Und doch, wird man sagen, muß etwas Wahres hinter diesem Versuch einer Unterscheidung zwischen wirtschaftlicher und unwirtschaftlicher Handlung stecken; wir fühlen ja alle genau, was gemeint ist, und der Beweis, daß der Verschwender ebenso wirtschaftlich handelt wie der  homo sapiens Sombartradarius,  mag noch so stringent sein - den einfachen Verstand wird er nicht befriedigen, denn der sieht eben den Unterschied.
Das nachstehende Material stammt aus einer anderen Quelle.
Issue #5102, opened 2023-08-29
Crash when joining an audio track and an empty audio track


SteveDaulton:
### Bug description

"Join tracks to stereo" crashes Audacity when upper track is empty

Gewiß, dieser Unterschied ist auch vorhanden, und es ist gar nicht einzusehen, warum er nicht eines Tages definiert werden sollte, z. B. von der Psychologie. Wir sagen nur, daß die Nationalökonomie als solche nicht fähig ist, die "wirtschaftliche" Handlung abzugrenzen, so seltsam das auch klingen mag; und das liegt nicht an der wirtschaftlichen Handlung, sondern an der Nationalökonomie. Wir können uns in der Tat gar keine bessere Jllustration zu den uns von AMONN dargestellten Lehren der allgemeinen Methodologie denken, als diese. Der einfache Verstand stellt sich die Welt in verschiedene Teile geteilt vor und vermutet die wirtschaftliche Handlung in dem der Nationalökonomie zur Bearbeitung überwiesenen Teil. Die aber lehnt die Aufgabe als unlösbar ab, weil die Gesichtspunkte, von denen aus sie ihre Begriffe bildet, dem in Rede stehenden Phänomen nicht beikommen können: die Qualitäten der Dinge sind nichts, die Methoden der Wissenschaft sind alles!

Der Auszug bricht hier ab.